According to documents obtained via the Federal Business
Opportunities contracting database, this new system will enable the mass
collection and analysis of communications and information, thereby helping
to prevent “acts of major federal crimes in Mexico that include narcotics
trafficking and terrorism.” The “statement of work” guiding
this planning stage of this project makes clear that all U.S. law enforcement
and intelligence agencies are slated to become indirect beneficiaries of
this monitoring system.
The motivation behind the communications-intercept system is to strengthen the ability of both governments “to disseminate timely and accurate” information to one another’s “federal, state, local, private, and international partners,” it says. “Provision of this data will ensure that the Mexican Government will have information to expeditiously thwart and confront criminal and terrorist activity.”
The project involves construction of a surveillance command center within AFI’s headquarters, which eventually will be linked to phone company and Internet service provider (ISP) networks nationwide. Government technicians staffing the center will be capable of programming and tapping into targeted phone numbers without the prior assistance of phone service providers or ISPs, the documents show. The techs also will be able to “transfer monitored calls made to cellular or fixed phones, to an agent located on the field,” it says.

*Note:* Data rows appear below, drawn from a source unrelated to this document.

PR #8015, opened 2026-07-24
Ivm vdbe rewrite

jussisaurio:
## Beef

The old materialized-view implementation kept views up to date using a separate, smaller query engine. That engine had its own handling for expressions, comparisons, NULLs, collations, aggregates, joins, and row identity.

That duplication was the main problem. Every SQL rule effectively had to be implemented twice: once for normal queries and once for materialized-view maintenance. It was easy for the two paths to disagree, and adding a new combination of operations often required another special case.

This PR removes the old interpreter and compiles materialized-view maintenance into the same VDBE bytecode engine that runs regular SQL.

## The new path works like this:

1. The regular planner prepares and optimizes the view's defining query.
2. That plan is turned into a graph of small maintenance operations such as filtering, projecting, joining, grouping, and combining result sets.
3. Every operation receives changed rows through the same well-defined interface and owns any persistent state it needs.
4. The graph is compiled into a VDBE subprogram.
5. Inserts, updates, and deletes are captured during the transaction and fed through those programs in dependency order.

This lets normal query execution and materialized-view maintenance share expression evaluation, comparison rules, collations, type behavior, and aggregate implementations. The IVM-specific code is now focused on the genuinely incremental parts: tracking added and removed rows, maintaining operator state, and publishing the final changes.

## Parity with the old engine

The rewrite now covers the complete feature set supported by the old engine.

The original `materialized_views.sqltest` corpus still contains all 110 existing tests, and all of them pass against the new implementation.

## Where the new engine goes beyond the old one

The old engine handled filters, projections, a narrower set of aggregates, DISTINCT, simple inner equality joins, and two-input UNION operations. Its compiler was built around specific query shapes.

The new engine additionally supports:

- INNER, CROSS, LEFT, and RIGHT joins
- Equality and non-equality join conditions
- Self joins, USING and NATURAL joins, and multi-way joins
- Joins whose inputs are themselves joins, aggregates, DISTINCT results, or set operations
- Derived tables and non-recursive CTEs
- Scalar and grouped aggregates
- COUNT, SUM, TOTAL, AVG, MIN, and MAX
- DISTINCT aggregate arguments and aggregate FILTER clauses
- HAVING and expressions built from aggregate results
- UNION, UNION ALL, INTERSECT, EXCEPT, and mixed compound queries
- Set operations feeding joins or aggregates
- Built-in BINARY, NOCASE, and RTRIM behavior for grouping, DISTINCT, MIN/MAX, and set operations
- Materialized views which depend on other materialized views
- UPSERT, REPLACE, savepoints, rollback, statement failure, and read-your-own-writes

Because these are represented as composable operations, support is no longer tied to a fixed two-table or four-table query shape.

## Limitations / still unsupported

This does not mean that every regular SELECT can become a materialized view. FULL OUTER JOIN, window functions, ORDER BY or LIMIT in the view definition, scalar subqueries, additional non-invertible aggregates, custom state-key collations, attached databases, and MVCC remain unsupported. These were not features of the old IVM engine either.

## Testing tools added

This rewrite adds several tools intended to catch maintenance bugs automatically.

### Typed result comparison

A shared query-result oracle compares results without converting everything to display text. It checks:

- The number of columns
- Duplicate row counts
- NULL versus empty text
- Integer versus real values
- Text and blob contents

This matters because a rendered result can hide real differences, especially around NULLs, types, and duplicate rows.

### Automatic materialized-view verification

SQL test files can opt into `@verify-materialized-views`.

After every successful statement, the native test runner discovers every live materialized view and compares its stored contents with a fresh execution of the view's defining SELECT. Test authors do not need to repeat the defining query or add a manual comparison after every mutation.

All seven materialized-view conformance files use this verification. Together they contain 319 passing tests.

### IVM differential-fuzzer mode

The differential fuzzer can now generate materialized views made from supported combinations of filters, joins, aggregates, DISTINCT, and set operations.

It mutates the underlying tables and checks every materialized view after every statement.

## Tests

- 110 retained existing materialized-view tests
- 148 rewrite-specific maintenance tests
- 52 new feature-parity and high-churn regression tests
- 319 automatically verified materialized-view tests in total


penberg:

penberg:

The system will have a minimum 25,000-hour capacity to store audio and data transmissions seized by Mexican authorities, according to the documents. The plan envisions that 30 staffers will be on hand at any time for real-time monitoring of various communications ranging from phone calls and faxes, to e-mails and online chats by the respective customers of Telmex, Telcel, Nextel, Telefonica, Unefon, Isuacel, and Prodigy.
While the system would allow those staffers to “collect, monitor and record” a total of 60 calls at once, it also would have access to a database capable of targeting up to 8 million communication “sessions” for future reference. A data bank of seized conversations would make it possible to “compare, recognize and identify” voices when necessary.
Another feature of the planned surveillance center will be its ability to pinpoint the location of targeted cell phone users automatically and in real time, as it will be linked to “plans and maps of the entire Mexican Republic,” the work statement says: “The system will provide tracking information and tools for searching and mapping to law enforcement and intelligence organizations.”
The AFI will own and operate the system once it is completed. However, initially the agency will share oversight of construction and technical testing with the U.S. Embassy Mexico Narcotics Affairs Section and the U.S. Drug Enforcement Agency.
Equipment purchased for the project must originate from the U.S. and meet the technical standards of the “digital wiretap” law formally known as the Communications Assistance for Law Enforcement Act (CALEA) of 1994, which required U.S. communications providers to remove specific, technical impediments to electronic surveillance.
Although the U.S. Congress had appropriated $500 million to reimburse industry for meeting those requirements, the full implementation of CALEA was drawn out nearly a decade due to legal challenges from industry and privacy groups. The current effort in Mexico is more modest, with an expected cost of $1 million a year over a four-year period.